Hif3a-flox Mouse

Hif3a, the hypoxia-inducible factor 3 alpha subunit, is a key regulator in the transcriptional response to changes in oxygen concentration, being part of the hypoxia-inducible transcription factors (HIFs) family. It is involved in multiple biological processes such as lung development and the metabolic process of fat tissue, and has potential connections to energy metabolism-related pathways [1,2]. Gene-knockout (KO) mouse models are valuable tools in studying Hif3a's function.
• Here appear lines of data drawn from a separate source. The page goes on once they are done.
PR #106, opened 2020-09-16
Propose more accurate EventEmitter

baruchiro:
We already talked about that, but why I was thinking about the `EventPublisher` type?

Because this interface is the required interface by our process. We don't need to use `EventEmitter` just becuase there is one. All we can do is to follow its part of the interface, to let who use our method to use `EventEmitter` easily if he want to.

Just imagine the `EventEmitter` idea- it is a stand-alone object to implement *Producer-Consumer*, so both the Producer and Consumer are accessing to it.

But here, we have more coupled case, and it's OK, because we don't need a the idea of the `EventEmitter`, we just need a *Callback*.

### DIFF
--- a/src/originalBudgetTrackingApp/eventEmitters/consoleEmitter.ts
+++ b/src/originalBudgetTrackingApp/eventEmitters/consoleEmitter.ts
@@ -1,11 +1,9 @@
 /* eslint-disable class-methods-use-this */
-import { BudgetTrackingEventEmitter, EventPublisher } from '@/originalBudgetTrackingApp/eventEmitters/EventEmitter';
+import { EventNames, EventPublisher } from '@/originalBudgetTrackingApp/eventEmitters/EventEmitter';
 
-export function buildConsoleEmitter(): EventPublisher {
-  const consoleEmitter = new BudgetTrackingEventEmitter();
-  consoleEmitter.onAny((eventName, eventData) => {
+export default class ConsoleEmitter implements EventPublisher {
+  async emit(eventName: EventNames, eventData?: any) {
     // eslint-disable-next-line no-console
     console.log(`${eventName}:`, eventData);
-  });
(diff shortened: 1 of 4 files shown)


baruchiro:
Actually, there is an advantage (maybe a big one) when providing a real `EventEmitter` from the `EventEmitter.ts` file. Because there you have an implemented interface, and you can just listen (`on`) to the events, **without creating a class for it**.

But still, I think providing an implemented `EventEmitter` is good just as helper, and keep the interface clean as in this PR.

src/originalBudgetTrackingApp/eventEmitters/consoleEmitter.ts
```diff
@@ -1,11 +1,9 @@
 /* eslint-disable class-methods-use-this */
-import { BudgetTrackingEventEmitter, EventPublisher } from '@/originalBudgetTrackingApp/eventEmitters/EventEmitter';
+import { EventNames, EventPublisher } from '@/originalBudgetTrackingApp/eventEmitters/EventEmitter';
 
-export function buildConsoleEmitter(): EventPublisher {
-  const consoleEmitter = new BudgetTrackingEventEmitter();
-  consoleEmitter.onAny((eventName, eventData) => {
+export default class ConsoleEmitter implements EventPublisher {
+  async emit(eventName: EventNames, eventData?: any) {
```
brafdlog, line 5: This is strange to me. The emit should just publish the event, not handle it. The previous implementation created a generic emitter, and just implemented onAny that logged to the console. It handled the console log on the consumer side, which seems to me to make more sense.

brafdlog (commented):
I don't understand the benefit of these changes.

In the existing code, before the changes, as a consumer all you had to do is `new BudgetTrackingEventEmitter()` and you got the emitter.

What is broken that needs to be fixed and is improved with these changes?

PR #107, opened 2020-09-21
Implement exporters config ui

### LINKED ISSUE #83: Add ui for configuring exporters

brafdlog:
Resolves #83


brafdlog:
@baruchiro I went over the changes, looks fine on my end. If you approve my changes I will merge

src/store/modules/config.ts
```diff
@@ -2,7 +2,6 @@ import { randomHex } from '@/modules/encryption/crypto';
 import {
   AccountToScrapeConfig, Config, OutputVendorsConfig, OutputVendorsNames
 } from '@/originalBudgetTrackingApp/configManager/configManager';
-import defaultConfig from '@/originalBudgetTrackingApp/configManager/defaultConfig';
```
baruchiro, line 3: So you don't have problems like 'cannot access to "something" of undefined' when you just start the application without saved config?

src/originalBudgetTrackingApp/commonTypes.ts
```diff
@@ -10,7 +10,8 @@ export interface EnrichedTransaction extends Transaction {
 
 export enum OutputVendorName {
   YNAB = 'ynab',
-  GOOGLE_SHEETS = 'googleSheets'
+  GOOGLE_SHEETS = 'googleSheets',
+  JSON = 'json'
```
baruchiro, line 14: I think we need to remove this enum and use the types from `configManager` because they are all created from one type definition:
```ts
export type OutputVendorsNames = keyof Config['outputVendors']
export type OutputVendorsConfigs = Exclude<Config['outputVendors'][OutputVendorsNames], undefined>
export type OutputVendorsConfig<T extends OutputVendorsNames> = Exclude<Config['outputVendors'][T], undefined>
```

src/components/shared/formValidations.ts
```diff
@@ -0,0 +1,7 @@
+export function required(value) {
+  return !!value || 'Required.';
+}
+
+export function positive(value: number) {
+  return value > 0 || 'Must be grater than 0';
+}
```
baruchiro, line 7: Very good, it's so required that I thought there was already.

src/components/app/exporters/exportersCommon.ts
```diff
@@ -0,0 +1,25 @@
...
+  const vForm = ref<VForm>();
+
+  const exporter = reactive(cloneDeep(store.getters.Config.getExporter(exporterName)));
+
+  const validated = ref(true);
+  const changed = ref(false);
+  const readyToSave = computed(() => validated && changed);
+  const submit = async () => {
+    if (vForm.value?.validate()) {
+      await store.dispatch.Config.updateExporter({ name: exporterName, exporter });
```
baruchiro, line 17: I used *Vuex Actions* becuase it lets us to do some logic related to the commit-dispatch.
But I think now, with TS, we can declare the type we expected for dispatch and we can skip the Action.

src/store/modules/config.ts
brafdlog: The `configManager.getConfig()` function has a fallback to the default config if there is no config file defined, so if the store already fetched the config from the config manager there should be no problem.

Since you have the splash screen until the store is loaded I think we are good.

src/components/app/exporters/exportersCommon.ts
brafdlog: I am missing some context here...

src/originalBudgetTrackingApp/commonTypes.ts
brafdlog: That is not possible as is, because you cannot use a type as a value. For that you need an enum. 

What i will do is move the enum into the configManager and use the enum values as the keys for the outputVendor config like so:

```
export interface Config {
  outputVendors: {
    [OutputVendorName.GOOGLE_SHEETS]?: GoogleSheetsConfig;
    [OutputVendorName.YNAB]?: YnabConfig;
    [OutputVendorName.JSON]?: JsonConfig;
  };
...
```

baruchiro: OK then

src/components/app/exporters/exportersCommon.ts
baruchiro: *Vuex* have `getters`, `actions` and `commits`.
You can change the state only by `commit`, but if you want to do some logic, especially if it is an async logic, you need to do that with `action`.
I used `actions` to get a more comfort interface for changing the state, but the right way, if we don't have special logic, to do the change directly with `commit` (AKA `dispatch`)

src/components/app/exporters/YnabAccountMappingTable.vue
```diff
@@ -0,0 +1,81 @@
...
+      },
+      addAccountMapping() {
+        // @ts-ignore
+        this.$emit('addAccountMapping');
+      },
+      rules: {
+        required
+      }
+    };
+  }
```
baruchiro, line 75:
```suggestion
  setup(_, { emit }) {
    return {
      deleteAccountMapping(accountNumberToDelete) {
        emit('deleteAccountMapping', accountNumberToDelete);
      },
      addAccountMapping() {
        emit('addAccountMapping');
      },
      rules: {
        required
      }
    };
  }
```

src/components/app/exporters/YnabAccountMappingTable.vue
```diff
@@ -0,0 +1,81 @@
...
+      type: Array,
+      required: true
+    }
+  },
+  setup(_props) {
+    return {
+      deleteAccountMapping(accountNumberToDelete) {
+        // @ts-ignore
+        this.$emit('deleteAccountMapping', accountNumberToDelete);
+      },
```
baruchiro, line 66: You have a bug here:

1. Add new *Account to Ynab* item.
2. Set value for `Account number`.
3. Try to delete this item.

Also, the + button is stuck after that (and maybe without these steps)

searchlist2

baruchiro: I don't research this deeply. Just a question (I'm not sure how *Two Way Binding* works, I'm always googling it), why you're using these `events` and not just use `v-model`?

As I remember, `v-model` is shortcut for `value` prop and `input` event, so you can get an array of pairs, and add/remove/change it inside `YnabAccountMappingTable`, and `emit` it in any change.

src/components/app/exporters/YnabExporter.vue
```diff
@@ -0,0 +1,112 @@
+<template>
+  <v-form
+    ref="vForm"
+    v-model="validated"
+  >
+    <v-checkbox
+      v-model="exporter.active"
+      label="Active"
+      hide-details="auto"
+      @change="changed = true"
```
baruchiro, line 10:
```suggestion
      label="Active"
      @change="changed = true"
```
image

src/components/app/exporters/YnabExporter.vue
```diff
@@ -14,33 +14,94 @@
...
+        const updatedAccountNumbersToYnabAccountIds = {};
+        accountNumbersToYnabAccountIdsArray.value.forEach(({ accountNumber, ynabAccountId }) => {
+          updatedAccountNumbersToYnabAccountIds[accountNumber] = ynabAccountId;
+        });
+        ynabConfig.options.accountNumbersToYnabAccountIds = updatedAccountNumbersToYnabAccountIds;
+
+        dataToReturn.submit();
+      },
+      deleteAccountMapping: (accountNumber) => {
+        Vue.delete(ynabConfig.options.accountNumbersToYnabAccountIds, accountNumber);
```
baruchiro, line 96: This `Vue.set` and `Vue.delete` seems like a very bad limitation in Vue! 😥

src/components/app/exporters/YnabExporter.vue
```diff
@@ -14,33 +14,94 @@
...
+        dataToReturn.changed.value = true;
+      },
+      addAccountMapping: () => {
+        Vue.set(ynabConfig.options.accountNumbersToYnabAccountIds, '###', '###');
+      },
```
baruchiro, line 101:
```suggestion
      addAccountMapping: () => {
        Vue.set(ynabConfig.options.accountNumbersToYnabAccountIds, '', '');
      },
```

I prefer that way, you can disagree with me.

For now it's OK to work with `object`, but I think, at least in the form, it should be an array of `key-value`, with rule to not duplicate the keys. Because as it now, you have a problem with adding more then one items. You have to add an item, fill it, then add another one... But it is not critical for now.

baruchiro (approved):

src/components/app/exporters/YnabAccountMappingTable.vue
baruchiro: Solved. I don't know if my solution is better in all the aspects, but I think we need to use [`v-model`](https://vuejs.org/v2/guide/components.html#Using-v-model-on-Components).

Then I had a lot of problems, I worked on this a day, so first I managed to get it to work, and now we have something to improve.

src/components/app/exporters/YnabAccountMappingTable.vue
```diff
@@ -47,28 +47,48 @@
 </template>
 
 <script lang="ts">
-import Vue from 'vue';
+import Vue, { PropType } from 'vue';
 import { required } from '@/components/shared/formValidations';
+import { ref } from '@vue/composition-api';
+import { cloneDeep } from 'lodash';
+
+const objToArrayOfKeyValueArray = (obj: Record<string, string>) => Object.keys(obj).map((key) => ({ key, value: obj[key] }));
```
brafdlog, line 59: This code seems way more generic and unclear than it should be.

This is a very specific use case with specific values. The generic names and types here just make it harder to understand what is going on.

In Hif3a gene-disrupted mice, abnormal alveoli structure was observed, including a reduced number of alveoli and thickened alveolar walls, leading to early neonatal death. This indicates Hif3a's crucial role in maintaining the structure and function of alveoli [1]. In adipocyte studies, inhibiting Hif3a in murine pre-adipocyte 3T3-L1 cell line promoted "browning" of white adipocytes, activating thermogenesis, which reveals its role in energy metabolism regulation [2].

In conclusion, Hif3a is essential for lung development, especially in alveoli structure and function, and also plays a significant role in energy metabolism, particularly in the regulation of adipocyte browning. The use of Hif3a KO mouse models has provided important insights into its functions in these biological processes and related disease conditions such as neonatal lung-related disorders and metabolic disorders [1,2].